(Beginning of Supplied data)

PR #4243, opened 2022-04-07
Add streaming ST/SLU

D-Keqi:
This PR is to add streaming ST/SLU.

PR #4323, opened 2022-04-27
fix the enh_s2t_task argument in espnet2/bin/st_inference.py

simpleoier:
This is related to #4243


sw005320:
Thanks for the quick fix!

PR #4329, opened 2022-04-30
Wandb Minor Fix for Model Resume

roshansh-cmu:
To enable model resume within Weights and Biases without starting a new run, I updated the resume option to read from args.resume. 

https://docs.wandb.ai/guides/track/advanced/resuming


sw005320:
Thanks, @roshansh-cmu!

PR #4333, opened 2022-05-02
Added tamil SLU recipe

SujaySKumar:


sw005320:
@siddhu001, can you review this PR?

egs2/tamil/asr1/local/score.py
```diff
@@ -0,0 +1,103 @@
+#!/usr/bin/env bash
```
siddhu001, line 1: Hi @SujaySKumar , can you instead use the common scoring file https://github.com/espnet/espnet/blob/master/egs2/TEMPLATE/asr1/pyscripts/utils/score_intent.py?

siddhu001:
Thanks @SujaySKumar for making this PR. Please try to handle all my questions and suggestions.

sw005320:
@SujaySKumar, reminder.
Please follow @siddhu001’s suggestions

sw005320:
There are a bit too many config files.
If all have some results, it is fine (but add the results).
Otherwise, you can just keep a few important ones.

egs2/tamil/asr1/local/score.py
SujaySKumar: Done

sw005320:
- Please add a brief description of this recipe in https://github.com/espnet/espnet/blob/master/egs2/README.md
- The recipe name is not appropriate (too generic). Please come up with an appropriate name by following the other recipe name

SujaySKumar:
> * Please add a brief description of this recipe in https://github.com/espnet/espnet/blob/master/egs2/README.md
> * The recipe name is not appropriate (too generic). Please come up with an appropriate name by following the other recipe name

@sw005320 Will do!

SujaySKumar:
The `test_frontend_init` test seems to be failing with the following error

```
>   from fairseq.modules import EMAModule, EMAModuleConfig
[7830](https://github.com/espnet/espnet/runs/6549515166?check_suite_focus=true#step:8:7831)
E   ImportError: cannot import name 'EMAModule' from 'fairseq.modules'
```
 
I don't think it is related to the current recipe. Should we restart the CI again?

PR #4343, opened 2022-05-07
Fix a bug in stats aggregation when PITSolver is used

Emrys365:
This PR fixes the bug that stats cannot be correctly counted when permutation invariant training (PIT) is applied.


sw005320:
Thanks, @Emrys365!

PR #4344, opened 2022-05-08
Add Adapter Support to S3PRL front end

karthik19967829:
This PR adds support to Adapters to S3PRL front-end by referring to https://arxiv.org/pdf/2202.03218.pdf .


kamo-naoyuki:
I changed ci tests to check the import order by [isort](https://github.com/PyCQA/isort) #4372, so please also apply isort after resolving the conflicts. Sorry for bothering you.

karthik19967829:
@ftshijt please review this PR

karthik19967829:
@sw005320 Professor , I have cleaned up to some extent , there are few more shared files to be fixed , but it would be great if we can start discussion here on the design choice to make the below pipeline to be supported via config file 

Screen Shot 2022-05-23 at 8 09 53 AM

sw005320:
@karthik19967829, this PR is not ready for review. There are unnecessary files. You also changed unnecessary lines/files too much. You also have to fix the conflict. I strongly recommend you check our https://github.com/espnet/espnet/blob/master/CONTRIBUTING.md.

ftshijt:
Could you first clean the code for review? It makes it difficult to follow your changes as you are copying the `asr.sh` instead of use symlinks. Also, there are some temporary changes, which I'm not sure where to check.

ftshijt:
For your design question, I think the current framework is already capable to achieve the second one with some specific configurations. For example, setting ctc_weight to 1.0 would automatically skip the decoder part. Setting a lightweight linear encoder could form a CTC-decoder as the second work.

Depends on the case, but I don't think we need to refactor the whole framework or design a new one. Only adding some extra modules would be fine.

karthik19967829:
@ftshijt Also as we need to add Adapters to Hubert and WavLM . @jwrh is working on adding to s3prl toolkit ,and then we can just import it into ESPnet and add a recipe with above config

PR #4370, opened 2022-05-17
Update .mergify.yml

kamo-naoyuki:


kan-bayashi:
Timeout issue should be solved in #4369

PR #4381, opened 2022-05-20
Add support of test-only criterions after each epoch

Emrys365:
This PR enables specifying whether some criterions in the ENH task will only be calculated during inference (after each epoch).
This can be now achieved by adding an additional argument `only_for_test` in the model config file:
```yaml
criterions: 
  # The first criterion
  - name: si_snr 
    conf:
      eps: 1.0e-7
      only_for_test: True
    # the wrapper for the current criterion
    # for single-talker case, we simplely use fixed_order wrapper
    wrapper: fixed_order
    wrapper_conf:
      weight: 1.0
```


espnet2/enh/loss/criterions/abs_loss.py
```diff
@@ -13,6 +13,12 @@ class AbsEnhLoss(torch.nn.Module, ABC):
     def name(self) -> str:
         return NotImplementedError
 
+    # This property specifies whether the criterion will only
+    # be evaluated during the inference stage
+    @property
+    def only_for_test(self) -> bool:
+        return NotImplementedError
```
LiChenda, line 20: Given that most losses are used in both training and testing, maybe we can set defalut `False` here?

LiChenda (commented):
LGTM me!

sw005320:
Thanks a lot, @Emrys365!

PR #4382, opened 2022-05-20
Calculate RTF and latency in espnet2

espnetUser:
Make utils/calculate_rtf.py work with espnet2 inference scripts


espnetUser:
ESPNET2 streaming recipe: espnet/egs2/tedlium2/asr1
```
$ ./run_streaming.sh --stage 12 --skip_data_prep true --skip_train true --download_model D-Keqi/espnet_asr_train_asr_streaming_transformer_raw_en_bpe500_sp_valid.acc.ave
```
Output:
```
$ cat exp/D-Keqi/espnet_asr_train_asr_streaming_transformer_raw_en_bpe500_sp_valid.acc.ave/decode_asr_streaming_lm_lm_train_lm_en_bpe500_valid.loss.ave_asr_model_valid.acc.ave/test/logdir/calculate_rtf.log
Total audio duration: 155148.950 [sec]
Total decoding time: 249780.999 [sec]
RTF: 1.610
Latency: 1308.773 [ms/sentence]
```
ESPNET2 non-streaming recipe: espnet/egs2/librispeech/asr1:
```
$ ./run.sh --stage 12  --use_streaming false --skip_data_prep true --skip_train true --download_model byan/librispeech_asr_train_asr_conformer_raw_bpe_batch_bins30000000_accum_grad3_optim_conflr0.001_sp
```
Output:
```
$ cat exp/byan/librispeech_asr_train_asr_conformer_raw_bpe_batch_bins30000000_accum_grad3_optim_conflr0.001_sp/decode_asr_lm_lm_train_lm_transformer2_en_bpe5000_valid.loss.ave_asr_model_valid.acc.ave/test_clean/logdir/calculate_rtf.log
Total audio duration: 321903.500 [sec]
Total decoding time: 3783131.865 [sec]
RTF: 11.752
Latency: 87467.212 [ms/sentence]
```

espnetUser:
- added new time marker ("received final input") in asr_inference log in batch_beam_search_online.py for streaming mode 
- modified the latency calculation in calculate_rtf.py for streaming mode but not sure yet if that is correct way to measure latency this way (needs check!)
- validated changes with espnet2 (tedlium streaming and librispeech non-streaming) but not espnet1

espnet2/bin/asr_inference.py
```diff
@@ -470,13 +487,19 @@ def inference(
             assert len(keys) == _bs, f"{len(keys)} != {_bs}"
             batch = {k: v[0] for k, v in batch.items() if not k.endswith("_lengths")}
 
-            # N-best list of (text, token, token_int, hyp_object)
+            # log number of 10ms input frames needed for RTF calculations
```
sw005320, line 490: Why did you fix 10ms?
It can be changed depending on the hop size.

espnet2/bin/asr_inference_streaming.py
```diff
@@ -456,6 +473,10 @@ def inference(
             batch = {k: v[0] for k, v in batch.items() if not k.endswith("_lengths")}
             assert len(batch.keys()) == 1
 
+            # log number of 10ms input frames needed for RTF calculations
+            num_frames = int(len(batch["speech"]) / sample_rate * 1000 / 10)
```
sw005320, line 477: Ditto

sw005320 (commented):
Sorry for my late review.

sw005320:
Please also fix the CI errors in https://github.com/espnet/espnet/runs/6528144146?check_suite_focus=true#step:7:348

espnet2/bin/asr_inference.py
espnetUser: Yeah, this is not nice. I fixed the logging message to report the input lengths in terms of number of 10ms frames because I think the already existing calculate_rtf.py assumes a frame shift of 10ms. Let me explain below in more detail.

In https://github.com/espnet/espnet/blob/master/utils/calculate_rtf.py#L51 the audio duration in seconds is calculated like this:
```
audio_sec += sum(audio_durations) / 100  # [sec]
```
I understood that audio_durations is actually the accumulated number of input frames as retrieved from the logfile:
```
if "INFO: input lengths" in x:
   audio_durations += [int(x.split("input lengths: ")[1])]
```
So for the above conversion of audio_durations to audio_sec I figured this implicitly assumes a 10ms frame shift:
```
sum(audio_durations) * 10 / 1000  # [sec] = sum(audio_durations) / 100  # [sec]
```
Is my thinking correct or did I miss something here?

Maybe a better solution could be to log the correct number of input frames (based on model's hop_size) and supply a frame_shift/hop_size argument to calculate_rtf.py?

sw005320: > Is my thinking correct or did I miss something here?

You're right!

Yeah, espnet1 fixed to use 10ms while espnet2 can change it (and many recipes are also using 8ms, now)...

> Maybe a better solution could be to log the correct number of input frames (based on model's hop_size) and supply a frame_shift/hop_size argument to calculate_rtf.py?

Sounds good.

espnetUser:
@sw005320: Thanks for reviewing this. I thought a bit more about the streaming model and I think my first shot at measuring the latency in that case is not correct because:

- If the model is faster than real-time (RTF < 1) I think the encoder would need to wait some time before the next samples would be available for processing. That is currently not accounted for I think.
- For streaming case the new marker in logfile ("received final input") is logged after receiving the final chunk of data. But that chunk can have different lengths depending how close it is to end of file:
```
chunk_results = speech2text(
         speech[(i + 1) * sim_chunk_length : len(speech)], is_final=True                     
)
```
- So that biases the latency measured as the time between "end-of-speech" and "end-of-decoding".

If you have a good idea how to measure latency in streaming case please let me know!

sw005320:
I think this requires some discussions as there are several measures.
@eml914, do you have some suggestions?

From a repository management perspective, my suggestion is to provide an offline (non-streaming) RTF measure part, first within this PR. Then, after the discussion and fixing our strategy, we may have a follow-up PR to extend it to the streaming case.

espnetUser:
> From a repository management perspective, my suggestion is to provide an offline (non-streaming) RTF measure part, first within this PR. Then, after the discussion and fixing our strategy, we may have a follow-up PR to extend it to the streaming case.

Yes, makes sense. I felt the same way and already reverted back the changes for streaming mode and reworked the code for non-streaming RTF/Latency measurement. Will update the PR soon.

eml914:
Apporogies for my belated reply, and I agree with you that it's better first to do for offline and then for streaming later.
RTF does not matter because it is simply computational time per once second input.  But latency is a little bit tricky and I usually measure latencies with 10ms sleep in each input frames so that I can reproduce streaming input situation.  But it takes a lot of time to evaluate....

utils/calculate_rtf.py
```diff
@@ -20,6 +20,36 @@ def get_parser():
...
+        type=str,
+        default="decode",
+        choices=["decode", "asr_inference"],
+        help="name of logfile, e.g., 'decode' (espnet1) and "
+        "'asr_inference' (espnet2)",
+    )
+    parser.add_argument(
+        "--input-shift",
+        type=float,
+        default=10.0,
```
sw005320, line 34: It is good to set a default value, but it can be a source of some confusion.
I recommend adding a logging message that this script uses the 10ms shift as default when this option is not specified.

espnetUser:
As agreed this is a new version that handles just the non-streaming case:

- Added several options to script calculate_rtf.py to handle differences between espnet1 and espnet2:
```
usage: calculate_rtf.py [-h] [--log-dir LOG_DIR]
                        [--log-name {decode,asr_inference}]
                        [--input-shift INPUT_SHIFT]
                        [--start-times-marker {input lengths,speech length}]
                        [--end-times-marker {prediction,best hypo}]

calculate real time factor (RTF)

optional arguments:
  -h, --help            show this help message and exit
  --log-dir LOG_DIR     path to logging directory
  --log-name {decode,asr_inference}
                        name of logfile, e.g., 'decode' (espnet1) and
                        'asr_inference' (espnet2)
  --input-shift INPUT_SHIFT
                        shift of inputs in milliseconds
  --start-times-marker {input lengths,speech length}
                        String marking start of decoding in logfile, e.g.,
                        'input lengths' (espnet1) and 'speech length'
                        (espnet2)
  --end-times-marker {prediction,best hypo}
                        String marking end of decoding in logfile, e.g.,
                        'prediction' (espnet1) and 'best hypo' (espnet2)
```

- For espnet2 I found it easier to just log the number of speech samples and use the sample shift (1/fs) rather than log the number of feature frames. As the frame shift is configurable in espnet2 and there are different frontend configs/feature types it makes it a bit more difficult to find out the correct feature frame shift configuration used. However, this might be confusing and IMO it would be nicer to log the input in identical way for both espnet1 & 2. 

- For now the rtf & latency measurement is only run when "asr_inference_tool == "espnet2.bin.asr_inference". 
k2, maskctc and streaming modes are still left to do.
  
- Please note I also made a change in calculate_rtf.py as I think in its current form the script miscalculates the total audio duration: 

image

Without the above change I believe the next line will count audio durations of previous log files multiple times:
```
audio_sec += sum(audio_durations) * args.input_shift / 1000  # [sec]
```
because ```audio_durations``` is not reset after moving to next logfile.

Example output for librispeech test run:
```
./run.sh --stage 12  --use_streaming false --skip_data_prep true --skip_train true --download_model byan/librispeech_asr_train_asr_conformer_raw_bpe_batch_bins30000000_accum_grad3_optim_conflr0.001_sp
```
Output for test_clean subset:
```
# ../../../utils/calculate_rtf.py --log-dir exp/byan/librispeech_asr_train_asr_conformer_raw_bpe_batch_bins30000000_accum_grad3_optim_conflr0.001_sp/decode_as
r_lm_lm_train_lm_transformer2_en_bpe5000_valid.loss.ave_asr_model_valid.acc.ave/test_clean/logdir --log-name asr_inference --input-shift 0.0625 --start-times-
marker "speech length" --end-times-marker "best hypo"
Total audio duration: 19452.481 [sec]
Total decoding time: 137762.231 [sec]
RTF: 7.082
Latency: 52581.004 [ms/sentence]
```

Thanks!

utils/calculate_rtf.py
espnetUser: Thanks. I will add a logging message that clarifies about the frame shift and default setting.

sw005320:
Sorry for my late response.
Thanks!

sw005320:
I think this is a great function.
Can you add the usage in our documentation?
After the streaming ASR section? 
https://espnet.github.io/espnet/espnet2_tutorial.html#streaming-asr

espnetUser:
> I think this is a great function.
Can you add the usage in our documentation?
After the streaming ASR section?
https://espnet.github.io/espnet/espnet2_tutorial.html#streaming-asr

@sw005320: Yes, I will create a new Section "Real-Time-Factor and Latency" after streaming ASR section and add the usage + comments for how to use the script for non-streaming case (espnet1 & 2) to the documentation.

Sorry, I forgot to confirm with you before the merge if the ```../../../utils/calculate_rtf.py``` should be run automatically after each decoding call in Stage 12 in ```asr.sh``` as is currently done in this PR (see changes in ```asr.sh```) or if it should be better kept as a standalone script to be run as needed?

sw005320:
> @sw005320: Yes, I will create a new Section "Real-Time-Factor and Latency" after streaming ASR section and add the usage + comments for how to use the script for non-streaming case (espnet1 & 2) to the documentation.

Thanks, this is very cool.

> Sorry, I forgot to confirm with you before the merge if the `../../../utils/calculate_rtf.py` should be run automatically after each decoding call in Stage 12 in `asr.sh` as is currently done in this PR (see changes in `asr.sh`) or if it should be better kept as a standalone script to be run as needed?

Yes, attaching it to stage 12 is very helpful.
In this case, the script should be stable, and I also would like you to add a test script to https://github.com/espnet/espnet/tree/master/test_utils

espnetUser:
@sw005320: Please see https://github.com/espnet/espnet/pull/4560 for usage documentation and added test script.

PR #4399, opened 2022-05-27
fix s3prl install by using legacy version. Temporal solution.

simpleoier:
This is a temporal solution by using a legacy version. The new features like data2vec is not supported. I will test the compatibility of new fairseq and s3prl versions.


simpleoier:
@sw005320 This fix is ready to be merged.

sw005320:
OK!
Thanks for your quick fix!

PR #6623, opened 2026-09-03
Use safe_torch_load in handle_finetuned_checkpoint

sw005320:
## What did you change?

`handle_finetuned_checkpoint` in `espnet2/beats/generate_beats_checkpoint.py` now loads through `safe_torch_load` instead of `torch.load(..., weights_only=False)`.

The same file already imports `safe_torch_load` and uses it in `average_checkpoints`, but this one call site was left behind. The path it loads comes from the config's `encoder_conf.beats_ckpt_path`, and the function is reachable from this module's own CLI, so a BEATs pretrained checkpoint obtained from a third party was being deserialized through the unrestricted pickle unpickler.

`safe_torch_load` tries `weights_only=True` first and refuses to fall back without an explicit opt-in, which is the behavior every other checkpoint load in espnet2 already has.

This was the last explicit `weights_only=False` in `espnet2/` and `espnet3/` outside `safe_torch_load` itself.

### Behavior change to be aware of

BEATs checkpoints carry a non-tensor `cfg` entry, so `weights_only=True` will not succeed on them. Loading one now requires `ESPNET_ALLOW_UNSAFE_TORCH_LOAD=1`, or the interactive confirmation on a TTY. That is the same opt-in `average_checkpoints` in this file has already required since it was converted, so the two paths in the module now behave consistently rather than one silently accepting what the other refuses.

## Is your PR small enough?

Yes. Two files, 15 lines added.

## Additional Context

Adds the matching regression test. The file already had the equivalent pair for `average_checkpoints`, so this follows that pattern:

```
test_average_checkpoints_requires_explicit_opt_in
test_average_checkpoints_accepts_env_opt_in
test_handle_finetuned_checkpoint_requires_explicit_opt_in   <- new
```

`black` and `flake8` are clean on both files.

### DIFF
--- a/espnet2/beats/generate_beats_checkpoint.py
+++ b/espnet2/beats/generate_beats_checkpoint.py
@@ -157,7 +157,7 @@ def handle_finetuned_checkpoint(checkpoint, config):
         raise FileNotFoundError(
             f"Beats pretrained checkpoint {beats_pt_ckpt_path} does not exist."
         )
-    pt_ckpt = torch.load(beats_pt_ckpt_path, map_location="cpu", weights_only=False)
+    pt_ckpt = safe_torch_load(beats_pt_ckpt_path, map_location="cpu")
     if "cfg" not in pt_ckpt:
         raise ValueError(
             f"Pretrained checkpoint {beats_pt_ckpt_path} does not contain 'cfg' key."
--- a/test/espnet2/beats/test_generate_beats_checkpoint.py
+++ b/test/espnet2/beats/test_generate_beats_checkpoint.py
@@ -1,6 +1,7 @@
 import pytest
 import torch
 
+import espnet2.torch_utils.safe_torch_load as safe_torch_load_module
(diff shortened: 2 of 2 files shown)


sw005320:
Thanks @coderabbitai — valid, and it applied to the pre-existing test too, so I fixed both in 80b31ab.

(End of Supplied data)

Problem to solve: In the entries above, which lines hold the word "keys"? Copy them out.

Answer to the exercise:
             assert len(keys) == _bs, f"{len(keys)} != {_bs}"
             assert len(batch.keys()) == 1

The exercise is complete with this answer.